С каждой перебежкой песня становилась все яснее и яснее. Теперь я не только слышал хорошо оба колена, но даже различал между ними какой-то новый странный звук, какое-то глухое и быстрое фырканье. Наконец я остановился. Я слышал, что глухарь играет где-то совсем близко, над самой моей головой, на одной из шести или семи сосен, обступивших почти правильным кругом кочку, на которой я стоял. Под песню я поднял голову вверх и стал жадно всматриваться в густые шапки сосен. Но или ночь была еще слишком темна, или мой глаз недостаточно зорок, - я ничего не различал в этих черных массах перепутавшихся ветвей.
А глухарь все играл и играл не переставая одну песнь за другой. Он так разгорячился, что окончательно забыл об осторожности: он уже не чокал, а начинал прямо с дроби и, едва окончив одну песню, тотчас же принимался за другую. Никогда в жизни, ни раньше, ни впоследствии, не слыхал я ничего более странного, загадочного и волнующего, чем эти металлические, жесткие звуки. В них чувствуется что-то допотопное, что-то принадлежащее давно исчезнувшим формациям, когда птицы и звери чудовищного вида перекликались страшными голосами в таинственных первобытных лесах...

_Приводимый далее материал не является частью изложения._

Issue #2233, opened 2021-06-07
Transcription Task modal is obscuring text being transcribed


snblickhan:
## Is your feature request related to a problem? Please describe.
Users on Beyond Borders are reporting (see this [Talk thread](https://www.zooniverse.org/projects/mainehistory/beyond-borders-transcribing-historic-maine-land-documents/talk/3952/2019110)) that the transcription task modal consistently obscures the text they're trying to transcribe. This was a similar report from ASM, though they note that it is nice that they can actually move the box around (an improvement from the beta version!). 

## Describe the solution you'd like
The modal should pop up *below* the placement of both dots. Whatever our current metric is for placement, we should increase it.

## Describe alternatives you've considered
None

## Additional context
This was a request from the ASM days, so it may be that whatever we put in place to address that wasn't enough. I think it's worse on projects with closely-spaced lines. For example, it's not that common on the Davy Notebooks Project, but I just tried a few pages on [Beyond Borders](https://www.zooniverse.org/projects/mainehistory/beyond-borders-transcribing-historic-maine-land-documents) and had to adjust every single modal because it consistently covered up the text I was trying to transcribe.

snblickhan:
Additional information/context from a volunteer (via DM):
>On the much belabored Transcription Box location in the Maine Land Document project, I've been trying to figure out how the placement is done by the software. Frankly, it makes no sense. Clearly, the box placement is related to the transcription line that it belongs to. However, there is no consistency whatsoever in that relationship that I can determine. It seems that, typically, the top of the box is below the line enough to recognize descenders and some punctuation - but only in the first few lines of a transcription (full page, 40-60 or more lines of text). It then shifts to just barely below the line and then could be creeping toward and past the line a pixel width per line or possibly be stable for a few lines before it moves up. At the bottom of the page, it often is covering half the line or more (on my monitor at least).

>Now, I'm aware that there are many intermediate factors betwen what is planned and what is seen in this type of graphic interface. And different monitors (and hopefully to a lesser extent browsers and OSs) play a part. BUT, the location should consistent relative to every transcription line and not variable as it is. Then, one could adjust to however it appears on their set up. Now, there is no possible adjustment that will work for an entire document other than moving the box away from the transcription line.

eatyourgreens:
[...]

PR #3320, opened 2022-06-15
Transcription workflows: adjust subtask position

eatyourgreens:
- Change the minimum popup height to 200px.
- Include the visible window in position calculations.
- When the popup is below the transcribed line, place the top left corner on the bottom of the transcribed line's bounding box, not in the middle of the line.
- When the transcribed line is towards the bottom of the screen, position the popup above the transcribed line, allowing an offset for the minimum popup height and the transcribed line's bounding box.

## Package
lib-classifier

Towards #2233. (I'm not sure if the changes here would close that issue for all possible transcription documents and workflows.)

## How to Review
https://localhost:8080/?project=mariaedgeworthletters/maria-edgeworth-letters&env=production

Try transcribing some lines towards the top or the bottom of the viewport. The popup shouldn't appear outside the visible viewport any more, and should be better positioned to avoid obscuring the written lines.

Screenshot of the transcription task, with a purple line at the bottom of the window and the text task popup positioned toward the centre of the visible window area.

# Checklist

## General

## General UX

## Bug Fix
- [ ] The bug is fixed

### DIFF
--- a/packages/lib-classifier/src/components/Classifier/components/SubjectViewer/components/InteractionLayer/components/SubTaskPopup/SubTaskPopup.js
+++ b/packages/lib-classifier/src/components/Classifier/components/SubjectViewer/components/InteractionLayer/components/SubTaskPopup/SubTaskPopup.js
@@ -11,7 +11,7 @@ import ConfirmModal from './components/ConfirmModal'
 import SaveButton from './components/SaveButton'
 
 const MIN_POPUP_WIDTH = 350
-const MIN_POPUP_HEIGHT = 100
+const MIN_POPUP_HEIGHT = 200
 
 /**
   A popup that renders activeMark.tasks for the active mark. Incomplete task annotations are confirmed, on save or close, for required tasks.
--- a/packages/lib-classifier/src/components/Classifier/components/SubjectViewer/components/InteractionLayer/helpers/getDefaultPosition/getDefaultPosition.js
+++ b/packages/lib-classifier/src/components/Classifier/components/SubjectViewer/components/InteractionLayer/helpers/getDefaultPosition/getDefaultPosition.js
@@ -1,7 +1,11 @@
-const MIN_HEIGHT = 100
+const MIN_HEIGHT = 200
 const MIN_WIDTH = 350
 
 export default function getDefaultPosition (bounds = {}, minHeight = MIN_HEIGHT, minWidth = MIN_WIDTH) {
+  const viewport = {
+    height: window?.innerHeight,
+    width: window?.innerWidth
+  }
   // Calculate default position
   let x = 0
   let y = 0
@@ -19,8 +23,18 @@ export default function getDefaultPosition (bounds = {}, minHeight = MIN_HEIGHT,
     const markWidth = bounds.width || 0
     const markHeight = bounds.height || 0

Мне показалось, что в ветвях ближайшего дерева шевельнулось что-то черное. Это "что-то" могло быть и сучком и птицей, но мое воображение уверило меня, что это глухарь. Выждав песню, я дрожащими руками взвел курок и прицелился... Ноги у меня тряслись от волнения, а сердце так колотилось в груди, что стук его, казалось, разносился по всему лесу.
Глухарь заиграл снова. Я потянул собачку. Как загремел, как загрохотал после моего выстрела проснувшийся лес!.. По всей его громадной площади пронеслось эхо, разбиваясь о деревья на тысячи медленно стихающих отзвуков, и еще долго-долго глухо гудело и рокотало оно где-то далеко на опушке... С дерева дождем посыпалась сбитая выстрелом хвоя. Должно быть, она обсыпала и глухаря, потому что он на несколько секунд прекратил песню, но потом, точно рассердившись на внезапную помеху, заиграл с новым ожесточением.
Тотчас же после своего выстрела я услышал сзади себя, в очень далеком расстоянии, выстрел Трофимовой шестилинейной одностволки, - характерный, долгий, глухой, подобный пушечному, выстрел. "Этот-то уж, наверно, не промахнулся", - подумал я и почувствовал, что в сердце моем шевельнулась охотничья зависть.